PR #56132, opened 2023-10-16
During fourslash server test baseline tsserver log file so that project updates and watches can be baselined and reasoned about

sheetalkamat:
I forgot to cherry pick this in #55814 from #54785 

This baselines tsserver long when running fourslash-server tests.
What this helps with is that project updates that happen get baselined and helps with debugging (eg Have failing test as part of c2dbfe4 which i can investigate easily with this)
The other thing it helps with is the watches that get created: We would be more mindful of watches that get created as part of particular scenario and handle those.


jakebailey:
Wow, that's a lot of baselines 😅 

Do you have an example of something that's caught by this?

Should we be removing or deprecating the old methods for testing things that aren't baselines?

sheetalkamat:
Its 170 baselines for 170 fourslash server tests. (others are just adding name of the test performed to the baseline)

Eg https://github.com/microsoft/TypeScript/blob/aa3c470b6b3d4b7ae0973f179c0ed64b6b391b25/tests/baselines/reference/tsserver/fourslashServer/goToSource16_callbackParamDifferentFile.js#L268C1-L270C36 @andrewbranch  and myself discussed before if we should really be watching these files and stuff for noDts project. (we think we shouldnt be i havent gotten around to looking into this)

sheetalkamat:
> Should we be removing or deprecating the old methods for testing things that aren't baselines?

Its already done for the references tests.. this is just making all the baselining commands be able to aggregate rather than just few selected and through special command.

jakebailey (approved):

jakebailey (approved):

PR #56150, opened 2023-10-18
Properly handle AsyncGeneratorUnwrapYieldResumption

### LINKED ISSUE #54768: Lowered async generator `return` function doesn't resolve promise argument
# Bug Report

### 🔎 Search Terms

async generator return promise

- This is the behavior in every version available in the playground

### ⏯ Playground Link

[Playground link with relevant code](https://www.typescriptlang.org/play?#code/PQgEB4CcFMDNpgOwMbVAGwJYCMC8AiaAZ0WgA8AXfUYAPgCgBDIgTxVFgFcULMB7RACoOiABQBKUAG96oUC0zR0AE2EBtAIwBdWaBgVOkRKADM9AL5NW7Lj37GKxChOm7kAohVCYvuERLcPPnRoADp0PgBzUUYAd0YfbwpQ0koJcUDEImCwiOi4hK8fUP1DMQAFSD4AW0wiMJhs9AA3aFEAJnEui3pHTwCgA)

### 💻 Code

```ts
/// <reference lib="esnext" />
async function* fn() {
  yield* [1]
  return 3
}
async function test() {
  const it = fn()
  console.log(await it.next())
  console.log(await it.return(Promise.resolve(2)))
}
test()
```

### 🙁 Actual behavior

When transformed by TypeScript to ES2017, this code prints the following:

```
{value: 1, done: false}
{value: Promise, done: true}
```

### 🙂 Expected behavior

When run natively, this code prints the following:

```
{value: 1, done: false}
{value: 2, done: true}
```

I discovered this bug when implementing async generator transformation for esbuild. I was [running relevant test262 tests](https://github.com/evanw/esbuild/blob/d7c028d7cb56750ad00fece941a2b9c1917694ca/scripts/test262-async.js) through both TypeScript and esbuild's transformations and comparing the differences. There are other TypeScript-only test failures as well but they mostly involve weird uses of the API where getters throw errors, which doesn't seem like something that would come up in practice. So I'm only reporting this bug because this seems like more of an important correctness issue. Let me know if you'd like to know about the other test failures too.

rbuckton:
This updates the `__asyncGenerator` helper to more correctly observe [`AsyncGeneratorUnwrapYieldResumption`](https://tc39.es/ecma262/#sec-asyncgeneratorunwrapyieldresumption) with regards to the `return` method of an async generator.

Fixes #54768

### DIFF
--- a/src/compiler/factory/emitHelpers.ts
+++ b/src/compiler/factory/emitHelpers.ts
@@ -854,17 +854,18 @@ export const asyncGeneratorHelper: UnscopedEmitHelper = {
     scoped: false,
     dependencies: [awaitHelper],
     text: `
-            var __asyncGenerator = (this && this.__asyncGenerator) || function (thisArg, _arguments, generator) {
-                if (!Symbol.asyncIterator) throw new TypeError("Symbol.asyncIterator is not defined.");
-                var g = generator.apply(thisArg, _arguments || []), i, q = [];
-                return i = {}, verb("next"), verb("throw"), verb("return"), i[Symbol.asyncIterator] = function () { return this; }, i;
-                function verb(n) { if (g[n]) i[n] = function (v) { return new Promise(function (a, b) { q.push([n, v, a, b]) > 1 || resume(n, v); }); }; }
-                function resume(n, v) { try { step(g[n](v)); } catch (e) { settle(q[0][3], e); } }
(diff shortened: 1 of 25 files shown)


rbuckton:
An update to tslib will follow shortly.

jakebailey (approved):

+---+

**Required work:**
Please transcribe the data exactly from its first line. End with the line that contains "This baselines tsserver".

**Answer to this task:**
PR #56132, opened 2023-10-16
During fourslash server test baseline tsserver log file so that project updates and watches can be baselined and reasoned about

sheetalkamat:
I forgot to cherry pick this in #55814 from #54785 

This baselines tsserver long when running fourslash-server tests.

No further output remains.